Top of Stored data

PR #1808, opened 2024-04-30
Remove remaining traces of boost

fpsunflower:
## Description

Replace the last few uses of boost with robin-map (which is already a dependency for OIIO, although it is new for OSL itself) and functions in OIIO.

## Tests

Testsuite passes on my mac laptop. Will keep an eye on how the CI steps go.

## Checklist:

  being nonconforming.

### DIFF
--- a/src/doc/languagespec.tex
+++ b/src/doc/languagespec.tex
@@ -384,7 +384,6 @@ other open source packages:
 \url{http://openimageio.org}
 \item Imath \copyright\ Contributors to Imath.
 \url{http://www.openexr.com}
-\item Boost \copyright\ various authors.  \url{http://www.boost.org}
 \item LLVM \copyright\ 2003-2010 University of Illinois at
   Urbana-Champaign. \url{http://llvm.org}
 \end{itemize}
--- a/src/doc/languagespec.tex
+++ b/src/doc/languagespec.tex
@@ -182,7 +182,7 @@ Unported License. \\
 \smallskip
 \spc \includegraphics[width=0.85in]{Figures/CC-BY.png}
 \spc http://creativecommons.org/licenses/by/4.0/
- \bigskip 
+ \bigskip
 
 
 
@@ -318,7 +318,7 @@ find are different in OSL compared to other languages:
 
   OSL shaders are evaluated in SIMD fashion, executing shaders on many
   points at once, but there is no need to burden shader writers with
-  declaring which variables need to be uniform or varying.  
+  declaring which variables need to be uniform or varying.
 
   In the open source OSL implementation, this is done both automatically
   and dynamically, meaning that a variable can switch back and forth
@@ -331,7 +331,7 @@ find are different in OSL compared to other languages:
   and use arbitrary quantities as texture coordinates and expect correct
   filtering.  This does not require that shaded points be arranged in a
   rectangular grid, or have any particular connectivity, or that any
-  "extra points" be shaded.  
+  "extra points" be shaded.
 
   In the open source OSL implementation, this is possible because
   derivatives are not computed by finite differences with neighboring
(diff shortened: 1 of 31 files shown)


src/doc/languagespec.tex
```diff
@@ -182,7 +182,7 @@
 \smallskip
 \spc \includegraphics[width=0.85in]{Figures/CC-BY.png}
 \spc http://creativecommons.org/licenses/by/4.0/
- \bigskip
```
lgritz, line 185: Can you please revert languagespec.tex? It's just making whitespace changes all throughout.

src/liboslexec/CMakeLists.txt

Bottom of Stored data

* [Your goal]: Write out each record again, keeping every word as it is.

* [Written reply]:
PR #1808, opened 2024-04-30
Remove remaining traces of boost

fpsunflower:
## Description

Replace the last few uses of boost with robin-map (which is already a dependency for OIIO, although it is new for OSL itself) and functions in OIIO.

## Tests

Testsuite passes on my mac laptop. Will keep an eye on how the CI steps go.

## Checklist:

  being nonconforming.

### DIFF
--- a/src/doc/languagespec.tex
+++ b/src/doc/languagespec.tex
@@ -384,7 +384,6 @@ other open source packages:
 \url{http://openimageio.org}
 \item Imath \copyright\ Contributors to Imath.
 \url{http://www.openexr.com}
-\item Boost \copyright\ various authors.  \url{http://www.boost.org}
 \item LLVM \copyright\ 2003-2010 University of Illinois at
   Urbana-Champaign. \url{http://llvm.org}
 \end{itemize}
--- a/src/doc/languagespec.tex
+++ b/src/doc/languagespec.tex
@@ -182,7 +182,7 @@ Unported License. \\
 \smallskip
 \spc \includegraphics[width=0.85in]{Figures/CC-BY.png}
 \spc http://creativecommons.org/licenses/by/4.0/
- \bigskip 
+ \bigskip
 
 
 
@@ -318,7 +318,7 @@ find are different in OSL compared to other languages:
 
   OSL shaders are evaluated in SIMD fashion, executing shaders on many
   points at once, but there is no need to burden shader writers with
-  declaring which variables need to be uniform or varying.  
+  declaring which variables need to be uniform or varying.
 
   In the open source OSL implementation, this is done both automatically
   and dynamically, meaning that a variable can switch back and forth
@@ -331,7 +331,7 @@ find are different in OSL compared to other languages:
   and use arbitrary quantities as texture coordinates and expect correct
   filtering.  This does not require that shaded points be arranged in a
   rectangular grid, or have any particular connectivity, or that any
-  "extra points" be shaded.  
+  "extra points" be shaded.
 
   In the open source OSL implementation, this is possible because
   derivatives are not computed by finite differences with neighboring
(diff shortened: 1 of 31 files shown)


src/doc/languagespec.tex
```diff
@@ -182,7 +182,7 @@
 \smallskip
 \spc \includegraphics[width=0.85in]{Figures/CC-BY.png}
 \spc http://creativecommons.org/licenses/by/4.0/
- \bigskip
```
lgritz, line 185: Can you please revert languagespec.tex? It's just making whitespace changes all throughout.

src/liboslexec/CMakeLists.txt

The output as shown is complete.